The problem
Check each line below for the word "bmonjoie", and copy those that have it.

[[ Excerpted data open ]]

PR #2246, opened 2025-06-25
[WC2-778] Try to fix CIAM login for Ethiopia

bmonjoie:
Related JIRA tickets : WC2-778

## Changes

When creating a new user for SocialAccount, add a prefix to avoid unique constraint clashes.

## Notes

This PR was initially an attempt to quick fix the bug by @bmonjoie.

The scope has been extended after @madewulf asked to create a `TenantUser` instead of just hacking the username.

[[ Excerpted data closed ]]

Answer below
bmonjoie:
This PR was initially an attempt to quick fix the bug by @bmonjoie.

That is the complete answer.